Organometallics in confined geometries. Ferrocene in zeolite Y

Abstract

Zeolites are crystalline aluminosilicates with a three-dimensional open framework structure of channels and cavities of molecular dimensions. Zeolites can thus act as molecular sieves, making catalytic centres in the interior of the zeolite only accessible to molecules of the correct size. Such catalytic centres, especially clusters of transition metals, can be incorporated in zeolites by vapour phase insertion of volatile compounds, such as organometallics. An often used zeolite is zeolite Y, which contains especially large cavities, called supercages. We study the inclusion of the organometallic ferrocene, Fe(C5H5)2, molecules in the supercages of Y-type zeolites. Ferrocene consists of an iron atom "sandwiched" by two identical parallel cyclopentadienyl, C5H5, rings.
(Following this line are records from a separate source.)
PR #493, opened 2022-02-04
kpromo pr: Allow sorting output manifest by tags instead of digest

### LINKED ISSUE #473: cip-mm sort by tag instead of checksum
Currently, if you use cip-mm to promote images, it sorts the generated file by the checksum of the promoted container images. Ideally it would allow sorting the generated file by tag instead or have an option to provide that as a argument.

#### Why is this needed:
If you promote images for multiple architectures it makes it very difficult to spot if all of them are there when looking at the file.
See for example: https://github.com/kubernetes/k8s.io/pull/2595/files

CecileRobertMichon:
#### What type of PR is this?
/kind feature

This PRs allows optionally sorting manifests by tag so they are easier to review by human reviewers. The default is the current behavior of sorting by image digest.

Fixes #473 

```release-note
kpromo pr: Allow sorting output manifest by tags instead of digest
```

### DIFF
--- a/go.mod
+++ b/go.mod
@@ -8,6 +8,7 @@ require (
 	cloud.google.com/go/grafeas v0.1.0 // indirect
 	cloud.google.com/go/logging v1.4.2
 	cloud.google.com/go/storage v1.21.0
+	github.com/blang/semver v3.5.1+incompatible // indirect
 	github.com/cenkalti/backoff/v4 v4.1.2
 	github.com/google/go-cmp v0.5.7
 	github.com/google/go-containerregistry v0.8.1-0.20220216220642-00c59d91847c
@@ -84,7 +85,6 @@ require (
 	github.com/benbjohnson/clock v1.1.0 // indirect
 	github.com/beorn7/perks v1.0.1 // indirect
 	github.com/bgentry/speakeasy v0.1.0 // indirect
-	github.com/blang/semver v3.5.1+incompatible // indirect
 	github.com/cenkalti/backoff/v3 v3.2.2 // indirect
 	github.com/census-instrumentation/opencensus-proto v0.3.0 // indirect
 	github.com/cespare/xxhash/v2 v2.1.2 // indirect
--- a/image/image.go
+++ b/image/image.go
@@ -92,8 +92,10 @@ func (imagesList *ManifestList) Write(filePath string) error {
 // ToYAML serializes an image list into an YAML file.
 // We serialize the data by hand to emulate the way it's done by the image promoter
 func (imagesList *ManifestList) ToYAML() ([]byte, error) {
-	// The image promoter code sorts images by:
-	//	  1. Name 2. Digest SHA (asc)  3. Tag
+	// Images are sorted by:
+	//	  1. Name 2. Tag
+	// If there are multiple tags for a single image digest, the smallest tag is used in the sort.''
+	// Image tags are sorted lexicographically as they are not guaranteed to be Semver compliant. See https://github.com/opencontainers/distribution-spec/issues/154 fpr more details.
 
 	// First, sort by name (sort #1)
 	sort.Slice(*imagesList, func(i, j int) bool {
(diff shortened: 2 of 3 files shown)


fabriziopandini:
Thanks, @CecileRobertMichon, this looks great!

cpanato (approved):
it looks great!
/lgtm
/hold

CecileRobertMichon:
@puerco do I need to change anything in this PR after #494 merged?

CecileRobertMichon:
Used this branch to promote CAPI v1.1.2 https://github.com/kubernetes/k8s.io/pull/3422

CecileRobertMichon:
rebased

@cpanato are we waiting for anyone specific to comment on this? Would love to get this merged soon so we can start using it

cpanato:
> rebased
> 
> @cpanato are we waiting for anyone specific to comment on this? Would love to get this merged soon so we can start using it

was waiting for others to comment, but it is been a long time, let's get this in!
/unhold
/lgtm

CecileRobertMichon:
@justaugustus did you re-add the hold intentionally?

justaugustus:
> @justaugustus did you re-add the hold intentionally?

Yep! A few comments here: https://github.com/kubernetes-sigs/promo-tools/pull/493#pullrequestreview-891530774

CecileRobertMichon:
> Let's just make this the only behavior.

My concern here is that everyone using the tool will see a huge diff the first time then run the new version since all the previous images will get reordered. I was also under the impression from the discussion in the issue (#473) that some projects prefer sorting by image digest since that's more "machine-readable". I think it makes more sense to start with an optional opt in sort so projects can keep using the tool without being affected and then if the demand is there move this to default later on and deprecate the sorted by digest functionality (or not).

> We need a lexicographical sort, as opposed to strictly SemVer.

Thanks for catching that, I assumed all tags would be semver. Will apply these changes when I get a chance.

justaugustus:
> My concern here is that everyone using the tool will see a huge diff the first time then run the new version since all the previous images will get reordered.

That's fine; we can announce the changes.

> I was also under the impression from the discussion in the issue (#473) that some projects prefer sorting by image digest since that's more "machine-readable".

Initially, I thought you wanted to introduce a new structure altogether.
The concern was that co-mingling the old and new structures would cause unexpected unmarshalling errors.

Given it's the same data structure, the promoter isn't going to need to care about what order the content is in.

> I think it makes more sense to start with an optional opt in sort so projects can keep using the tool without being affected and then if the demand is there move this to default later on and deprecate the sorted by digest functionality (or not).

Variance introduces risk.
I'd prefer a single solution/codepath to debug than multiple.
(Part of why I suggested deprecating `cip-mm` in https://github.com/kubernetes-sigs/promo-tools/issues/473#issuecomment-991167871, since `cip-mm` and `kpromo pr`'s behavior is already divergent.)

> > We need a lexicographical sort, as opposed to strictly SemVer.
> 
> Thanks for catching that, I assumed all tags would be semver. Will apply these changes when I get a chance.

SGTM!

CecileRobertMichon:
@justaugustus added a commit to always sort by tags and another to sort lexicographically. PTAL when you get a chance.

@fabriziopandini FYI the tags won't be sorted by semver version unfortunately as @justaugustus pointed out that image tags are not always semver compliant so we need to sort lexicographically. Still an improvement though.

justaugustus (approved):
Awesome! Thanks @CecileRobertMichon!! 🎉 
/hold cancel

CecileRobertMichon:
/hold 

should I squash?

CecileRobertMichon:
/hold cancel 

@justaugustus I squashed

How do we announce this so it doesn't surprise folks?

justaugustus:
> should I squash?

Let's let the bots do the work :)
/label tide/merge-method-squash
/hold cancel

justaugustus:
> How do we announce this so it doesn't surprise folks?

We'll announce for the next release.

The scope of this thesis is to determine the structure and dynamics of ferrocene in zeolite Y, and to illuminate the interaction between the ferrocene molecules and the zeolite supercages. We look into differences between a single ferrocene molecule, solid (crystalline) ferrocene and ferrocene in a zeolite supercage, thus illustrating the influence of a surrounding geometry on an encaged molecule. We focus on two types of zeolites, Na55Y and K55Y.